Merge pull request #13 from virtual-labs/dev

georgerahul24 · web-flow · commit adfe31a25a71 · 2025-11-17T02:01:07.000+05:30
Merge dev to testing
diff --git a/experiment/theory.md b/experiment/theory.md
@@ -11,31 +11,40 @@ Regular expressions are a formal way to describe patterns in strings. Think of t
 
 #### Basic Building Blocks of Regular Expressions
 
-1. **Basic Symbols (Literals)**: Individual characters from an alphabet
+1. **Empty String (ε)**: Represents the string with no characters
+   - Example: The regular expression `ε` matches only the empty string ""
+   - This is the identity element for concatenation
+
+2. **Empty Set (∅)**: Represents a pattern that matches no strings at all
+   - The empty set language contains no strings
+   - This is different from the empty string, which contains one string (the empty string itself)
+
+3. **Basic Symbols (Literals)**: Individual characters from an alphabet
    - Example: The regular expression `a` matches only the string "a"
    - Example: The regular expression `7` matches only the string "7"
 
-2. **Concatenation**: Writing expressions next to each other to form sequences
+4. **Concatenation**: Writing expressions next to each other to form sequences
    - Example: `ab` matches only the string "ab"
    - Example: `hello` matches only the string "hello"
 
-3. **Union (Alternation) - |**: Choice between alternatives
+5. **Union (Alternation) - |**: Choice between alternatives
    - Example: `a|b` matches either "a" or "b"
    - Example: `cat|dog` matches either "cat" or "dog"
 
-4. **Kleene Star (**)**: Zero or more repetitions
+6. **Kleene Star (*)**: Zero or more repetitions
    - Example: `a*` matches "", "a", "aa", "aaa", etc.
    - Example: `(ab)*` matches "", "ab", "abab", "ababab", etc.
 
-5. **Plus (+)**: One or more repetitions
+7. **Plus (+)**: One or more repetitions
    - Example: `a+` matches "a", "aa", "aaa", etc. (but not the empty string)

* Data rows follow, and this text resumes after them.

Issue #321, opened 2020-07-03
sendOperation with custom param


AndrewRAM33:
Deprecate `bcKey` in favor of `customParam` `[customParam: string]:any` with custom implementation.

Dergash:
Rejected in favor of #330

PR #322, opened 2020-07-03
Deprecate bcKey in favor of customParam with custom implementation.

AndrewRAM33:
- Deprecate `bcKey` in favor of `customParam` with custom implementation. Now you can add custom parameters to the `sendOperation` action. In this case, _**Tesler-ui**_ implementation will not be used (`sendOperation.associate`, `sendOperation.create`).
- Dont show `<Tag>` in `AssocListPopup` if empty value
(#321)

### DIFF
--- a/src/actions/actions.ts
+++ b/src/actions/actions.ts
@@ -327,6 +327,7 @@ export class ActionPayloadTypes {
      * @param onSuccessAction Any other action
      * @param confirm params for confirm modal
      * @param bcKey key called bk
+     * @param customParam custom any parameter
      */
     sendOperation: {
         bcName: string,
@@ -334,7 +335,9 @@ export class ActionPayloadTypes {
         widgetName: string,
         onSuccessAction?: AnyAction,
         confirm?: string,
-        // TODO: Will not be optional in 2.0.0
+        /**
+         * @deprecated TODO: Remove in 2.0.0
+         */
         bcKey?: string,
         /**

    - Example: `digit+` matches one or more digits
 
 #### Examples of Regular Expressions in Action
 
-- **Email validation pattern**: `[a-zA-Z0-9]+@[a-zA-Z0-9]+\.[a-zA-Z]{2,4}`
-- **Phone number pattern**: `\d{3}-\d{3}-\d{4}`
-- **Variable names in programming**: `[a-zA-Z_][a-zA-Z0-9_]*`
+- **Binary strings ending with 01**: `(0|1)*01`
+- **Strings containing at least one 'a'**: `(a|b)*a(a|b)*`
+- **Even number of 0's**: `1*(01*01*)*`
+- **Strings starting and ending with the same symbol over {a,b}**: `a(a|b)*a|b(a|b)*b|a|b`
 
 ### Non-deterministic Finite Automata (NFA)
 
@@ -75,6 +84,17 @@ Consider an NFA that accepts strings ending with "01":
 
 Thompson's construction, developed by Ken Thompson in 1968, is a systematic method for converting regular expressions into equivalent NFAs. The algorithm works recursively by building small NFAs for basic expressions and then combining them using specific patterns for each operator.
 
+#### Implementation Approach
+
+Thompson's construction is typically implemented using a **stack-based approach**. As the algorithm processes the regular expression (usually in postfix notation), it:
+
+1. **Pushes NFAs onto a stack** as basic symbols are encountered
+2. **Pops NFAs from the stack** when operators are encountered
+3. **Combines the popped NFAs** according to the operator's construction rule
+4. **Pushes the resulting NFA** back onto the stack
+
+This stack-based approach naturally handles the compositional nature of regular expressions, where smaller expressions are built up into larger ones. The stack keeps track of the NFAs being built, allowing for proper handling of nested expressions and operator precedence.
+
 #### Historical Fun Fact
 
 Ken Thompson, who developed this algorithm, is the same person who co-created the Unix operating system and the C programming language. His work on regular expressions was motivated by the need for pattern matching in text editors, particularly the 'ed' editor in early Unix systems.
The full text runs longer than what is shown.